DEPOK, KOMPAS - Pemulihan kondisi psikis korban kejahatan seksual di SD Negeri 10 Tugu, Cimanggis, Depok, Jawa Barat menjadi prioritas. Mata rantai kejahatan seksual harus segera diputus dengan menjamin korban pulih dari trauma secara tuntas.
Kepala Dinas Perkembangan Anak, Pemberdayaan Masyarakat, dan Keluarga (DPAPMK) Kota Depok Eka Bachtiar di Depok, Jumat (8/6/2018), mengatakan, akan menjamin pemulihan trauma korban kejahatan seksual di SD Negeri 10 Tugu. Dari total empat korban yang melapor ke Kepolisian Resor Kota Depok, tiga korban telah mengikuti tes psikologis. Adapun program konseling akan dimulai setelah libur Lebaran.

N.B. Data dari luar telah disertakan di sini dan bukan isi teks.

PR #3634, opened 2022-10-12
Expose `props` to `Section` collection item

luisadame:
The `Item` component [does this already](https://github.com/adobe/react-spectrum/blob/main/packages/%40react-stately/collections/src/Item.ts#L34), and I believe this is an inconsistency.

Although, we can get around this issue by doing this:
```
function Section() {
  return null
}

Section.getCollectionNode = function* (props) {
  const node = DefaultSection.getCollectionNode(props).next()
  yield { ...node.value, props }
}
```
I feel this behavior should be consistent across the collection components.


snowystinger (approved):
seems reasonable, thanks for the PR

just curious, what're you sending through?

luisadame:
> seems reasonable, thanks for the PR
> 
> just curious, what're you sending through?

I'm sending an `slice` prop which will try to slice the number of items within a section and add an expanding menu item so that multiple sections can be glanced quicker, instead of scrolling through a very first large section of items to choose an option from the second section.

A quick doodle:

Untitled-2021-02-09-2210

I'm not sure if I will be able to achieve that, but there may be more use cases for having props shared.

reidbarber (approved):

PR #3687, opened 2022-10-26
Remove `aria-checked` attribute from useCheckbox and useSwitch

### LINKED ISSUE #3130: aria-checked is not valid on an input type="checkbox"
# 🐛 Bug Report 

Using aria-checked on a checkbox is now a MUST NOT in ARIA-in-HTML
https://w3c.github.io/html-aria/#att-checked

## 😯 Current Behavior

spectrum/blob/main/packages/%40react-aria/checkbox/src/useCheckbox.ts#L48)

## 💁 Possible Solution

Remove all references to aria-checked. If spreading these props on an input type=checkbox they are not necessary

## 💻 Code Sample

https://github.com/adobe/react-spectrum/blob/main/packages/%40react-aria/checkbox/src/useCheckbox.ts#L48

## 🌍 Your Environment

| react-spectrum   |
| Browser          |
| Operating System |

tywayne:
Removes the `aria-checked` attribute from `inputProps` returned from `useCheckbox` and `useSwitch`.

Tests for the `CardView` component were using this attribute to validate selection changes so those tests were failing. Went ahead and also updated those tests to checked the `checked` attribute instead.

Closes #3130 

## ✅ Pull Request Checklist:

## 📝 Test Instructions:
View `Checkbox` and `Switch` components in storybook, toggle their states, view that the `aria-checked` attribute is no longer applied to the `<input />`


devongovett (approved):

devongovett:
GET_BUILD

joshsalverda:
This also removed `aria-checked="mixed"` which looks like it should have been replaced with the `indeterminate` attribute instead?

tywayne:
The `indeterminate` property is set directly on the input ref with the `useEffect` before the return. It is a property, not an attribute, and can't be set via the props returned by the hook.

PR #3692, opened 2022-10-27
TagGroup beta API updates

tiffany-sy-lin:
- remove isDisabled and disabledKeys
- In onRemove, pass tag id instead of content
- remove event arg from onRemove
- Rename isRemovable to follow props guidelines: 'allowsX'
- Remove 'with announcing' story
- Confirm focus is moved to prev/next item after removal

## ✅ Pull Request Checklist:


packages/@react-aria/tag/src/useTag.ts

"Kami menjamin pemulihan trauma korban hingga tuntas," kata Eka.
Menurut Kepala Bidang Tumbuh Kembang dan Pengembangan Kota Layak Anak DPAPMK Yulia Oktavia, pada korban dalam kondisi trauma yang beragam. Mulai dari trauma ringan, sedang, hingga berat.
Oleh karena itu, metode yang diterapkan dan waktu pemulihan yang dibutuhkan juga berbeda. Selepas konseling secara rutin, orangtua diminta untuk lebih aktif mengawasi perkembangan psikis anak. Jika mereka terindikasi mengingat kembali peristiwa kejahatan seksual, orangtua dapat menghubungi pihak Pusat Pelayanan Terpadu Perlindungan Perempuan dan Anak (P2TP2A), lembaga yang berada di bawah koordinasi DPAPMK.

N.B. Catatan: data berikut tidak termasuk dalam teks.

PR #3697, opened 2022-10-29
Wait until after a layout effect to prevent scroll in popovers

devongovett:
This fixes an issue found in tested where extra padding was added to the page to account for scrollbars when unnecessary. This was due to measuring before the max-height was added to the popover, thus overflowing the page. Now we wait for a layout effect after positioning to enable preventing scroll.


reidbarber (approved):
LGTM

snowystinger (approved):
can no longer bring up extra scroll bar in dialog story where content scrolls
lgtm

Issue #865, opened 2020-07-30
Add TypeScript Examples


matamatanot:
# 🙋 Documentation Request
I'd like examples of TypeScript. Please consider adding.

For examples, [React Hook Form](https://react-hook-form.com/api/) api docs offer JS and TS examples.
You can switch the displayed code snippets with a button.

matamatanot:
@devongovett 
Do you have any thoughts?
If we implement a mechanism to display TS examples in the same way as the React Hook Form, Many users can contribute. 

Of course I would like to contribute to the addition of examples.

dannify:
Hey @matamatanot. I think this is something we would be happy to have in the docs but the main question would be how would it work? I think it would require some investigation to determine if it is possible with our current documentation builder/website. If you had any thoughts on this, we can discuss the options here. If it ends up proving to be a challenge, perhaps an RFC would be needed.

aidan-keay:
Has there been any update on having TS examples?

dannify:
This is not something the core team is able to take on any time soon. Happy to discuss contributions!

aidan-keay:
> This is not something the core team is able to take on any time soon. Happy to discuss contributions!

I'd be happy to contribute the ts examples although how easy would it be to implement?

dannify:
I think the biggest hurdle to start with will be setting up the docs site to display and build ts examples. We have not done any investigations into this yet so I am not too sure how easy it will be.

alveshelio:
How about, while we wait to know whether or not it's feasible in the site, to add some examples in Typescript to this repo so at least people looking for Typescript examples can find something.
This would simplify the process.

xxKeefer:
Would Love to contribute some examples, I don't want to have to figure out how to integrate with your docs site however. I love typescript and react-aria however i have to say the current DX trying to get them to play nice together has been woeful. Would love to see the adobe team provide an outlet for TS dev looking to contribute TS examples

donaldpipowitch:
Until types in the examples are ready I have a really hard time to wrap my head around the usage of `props` in the existing examples. Is there some guidance on this?

Example:

```
function CheckboxGroup(props) {
  let { children, label, description, errorMessage, validationState } = props;
  let state = useCheckboxGroupState(props);
  let { groupProps, labelProps, descriptionProps, errorMessageProps } =
    useCheckboxGroup(props, state);
```

[...]

PR #3710, opened 2022-11-03
Type check docs examples

devongovett:
Part of #865

This adds a script that extracts all of the examples from the docs MDX files into TSX files, and then runs TypeScript over them. This will run in CI. It found a number of issues, such as unused variables, missing props, etc. So far, I have only fixed the existing type errors, adding annotations where needed. Eventually, we can add type annotations to all examples.

We may want to eventually have a toggle to switch between TS and JS. For now, only TS is displayed.


packages/@internationalized/date/src/CalendarDate.ts
```diff
@@ -42,6 +42,7 @@ export class CalendarDate {
   // This prevents TypeScript from allowing other types with the same fields to match.
   // i.e. a ZonedDateTime should not be be passable to a parameter that expects CalendarDate.
   // If that behavior is desired, use the AnyCalendarDate interface instead.
+  // @ts-ignore
```
devongovett, line 45: This ignores the "unused variable" error which comes up due to the tsconfig for the docs checker.

packages/@react-aria/dnd/docs/useDroppableCollection.mdx
```diff
@@ -277,53 +277,8 @@ function DropIndicator(props) {
 
 Now that the `DropIndicator` component is implemented, we can render an instance between each item in the list. This uses the `before` drop position by default, except for after the last item in the list.
 
-```tsx example render=false
-///- begin collapse -///
-function ListBox(props) {
```
devongovett, line 282: This was unused. The real implementation is in the below example.

packages/@react-aria/dnd/src/index.ts
```diff
@@ -19,7 +19,14 @@ export type {DragPreviewProps} from './DragPreview';
...
 export type {DropOptions, DropResult} from './useDrop';
 export type {ClipboardProps, ClipboardResult} from './useClipboard';
-export type {DropTargetDelegate} from '@react-types/shared';
+export type {
+  DropTargetDelegate,
+  DragItem,
+  DropItem,
+  TextItem,
+  FileItem,
+  DirectoryItem
```
devongovett, line 28: Should we rename these types to e.g. `TextDropItem` so it's more clear they are related to dnd? Especially when we add to the monopackage.

packages/@react-spectrum/tabs/docs/Tabs.mdx
```diff
@@ -80,21 +80,22 @@ function Example() {
...
+  type Tab = typeof tabs[0];
+  let [tabId, setTabId] = React.useState<React.Key>(1);
 
   return (
     <>
       <p>Current tab id: {tabId}</p>
       <Tabs aria-label="History of Ancient Rome" items={tabs} onSelectionChange={setTabId}>
         <TabList>
-          {item => (
+          {(item: Tab) => (
```
devongovett, line 91: These are annoying. Because we designed the API with `items`  on `Tabs` rather than `TabList` and `TabPanels`, this will always be `unknown` by default without an annotation.

packages/@react-aria/listbox/docs/useListBox.mdx
```diff
@@ -235,8 +236,10 @@ Use `defaultSelectedKeys` to provide a default set of selected items (uncontroll
 See the `react-stately` [Selection docs](../react-stately/selection.html) for more details.
 
 ```tsx example
+import type {Selection} from 'react-stately';
+
 function Example() {
-  let [selected, setSelected] = React.useState(new Set(['cheese']));
+  let [selected, setSelected] = React.useState<Selection>(new Set(['cheese']));
```
devongovett, line 242: These are annoying, and caused by `onSelectionChange` which may emit `"all" | Set<Key>`, but the type of this variable is only inferred to be `Set<string>` so it always requires an annotation.

LFDanLu (approved):
LGTM, verified locally that running `make check-examples` was catching typescript issues in the docs. Spot checked a couple of the docs changes and verified that they rendered just fine in the docs.

snowystinger (approved):
lgtm, also spot checked the docs

PR #3723, opened 2022-11-07
Add preventDefault to onDragEnter and onDragLeave for iPad

devongovett:
Previously, I noticed that sometimes dropping items on iPad would cause Safari to do a google search for the dropped data. I have not been able to reproduce this after adding `preventDefault` in the onDragEnter and onDragLeave events.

Eka menambahkan, selain korban, orangtua korban juga akan diberikan layanan konseling. Orangtua korban cenderung mengalami trauma yang sama dengan anak-anaknya. P2TP2A menyediakan tiga psikolog anak dan satu psikolog dewasa.
"Kami juga akan memberikan konseling kepada tersangka kejahatan seksual, Wa (24)," ujar Eka. Dia menambahkan, Wa merupakan korban kejahatan seksual serupa ketika masih kelas 5 SD. Pengalaman dan trauma yang tidak diberitahukan dan ditangani dengan serius membuat Wa ingin balas dendam kepada anak-anak.

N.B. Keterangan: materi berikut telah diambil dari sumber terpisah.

PR #3724, opened 2022-11-08
Fix useListData so that reorder operations are correctly inserted at the correct index

LFDanLu:
Specifically fix it for cases where the user is reordering a set of sequential items (3 items or more) and is moving it to a drop position one below the last item being moved. Addresses the comment  made here https://github.com/adobe/react-spectrum/pull/3423#discussion_r982907881

## ✅ Pull Request Checklist:

## 📝 Test Instructions:

Go to the ListView DnD reorder stories and select the top three items. Drag them after the fourth item and verify that the items are reordered correctly. 
To contrast, here is a broken example: https://reactspectrum.blob.core.windows.net/reactspectrum/842a0ed0ace6e17adee425286056456d0061d9a1/storybook/index.html?path=/story/listview-drag-and-drop-util-handlers--drag-within-list-reorder&providerSwitcher-toastPosition=bottom

Selecting and moving the top three items down one item actually moves them down two items (e.g. "Utilities" folder becomes the 2nd item in the list when it should have just moved the top three items after "Adobe inDesign")

## 🧢 Your Project:

RSP

### DIFF
--- a/packages/@react-stately/data/src/useListData.ts
+++ b/packages/@react-stately/data/src/useListData.ts
@@ -326,7 +326,7 @@ function insert<T>(state: ListState<T>, index: number, ...values: T[]): ListStat
 
 function move<T>(state: ListState<T>, indices: number[], toIndex: number): ListState<T> {
   // Shift the target down by the number of items being moved from before the target
-  toIndex = toIndex - indices.filter(index => index < toIndex).length;
+  toIndex -= indices.filter(index => index < toIndex).length;
 
   let moves = indices.map(from => ({
     from,
--- a/packages/@react-stately/data/src/useListData.ts
+++ b/packages/@react-stately/data/src/useListData.ts
@@ -326,11 +326,7 @@ function insert<T>(state: ListState<T>, index: number, ...values: T[]): ListStat
 
 function move<T>(state: ListState<T>, indices: number[], toIndex: number): ListState<T> {
   // Shift the target down by the number of items being moved from before the target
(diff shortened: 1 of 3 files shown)


packages/@react-stately/data/src/useListData.ts
```diff
@@ -326,11 +326,7 @@ function insert<T>(state: ListState<T>, index: number, ...values: T[]): ListStat
 
 function move<T>(state: ListState<T>, indices: number[], toIndex: number): ListState<T> {
   // Shift the target down by the number of items being moved from before the target
-  for (let index of indices) {
-    if (index < toIndex) {
-      toIndex--;
-    }
-  }
```
LFDanLu, line 333: Since the values in `indicies` are in ascending order, it is possible for `toIndex` to be decremented to the point where the final index in `indicies` is the same value as `toIndex`

packages/@react-stately/data/src/useListData.ts
```diff
@@ -326,11 +326,7 @@ function insert<T>(state: ListState<T>, index: number, ...values: T[]): ListStat
...
+  toIndex = toIndex - indices.filter(index => index < toIndex).length;
```
devongovett, line 329:
```suggestion
  toIndex -= indices.filter(index => index < toIndex).length;
```

This allocates an extra array, but probably fine...

devongovett (approved):
minor nit

ktabors (approved):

Namun, konseling yang diberikan P2TP2A masih mengandalkan inisiatif warga. Eka mengatakan, pihak pemerintah menunggu warga datang terlebih dulu. Belum ada program pendekatan yang dimulai dari pemerintah kepada para korban.
TM (38) orangtua siswa SD Negeri 10 Tugu, salah satu yang menjadi korban kejahatan seksual mengatakan, akses untuk menjangkau layanan konseling dari P2TP2A semestinya dibuat lebih mudah. Layanan konseling baru mereka dapatkan setelah mendapatkan rekomendasi dari kepolisian.
TM juga berharap, konseling dilakukan hingga korban benar-benar pulih. "Kami ingin mata rantai kejahatan seksual itu bisa diputus, sehingga korban tidak akan menjadi pelaku di masa depan," ujar dia.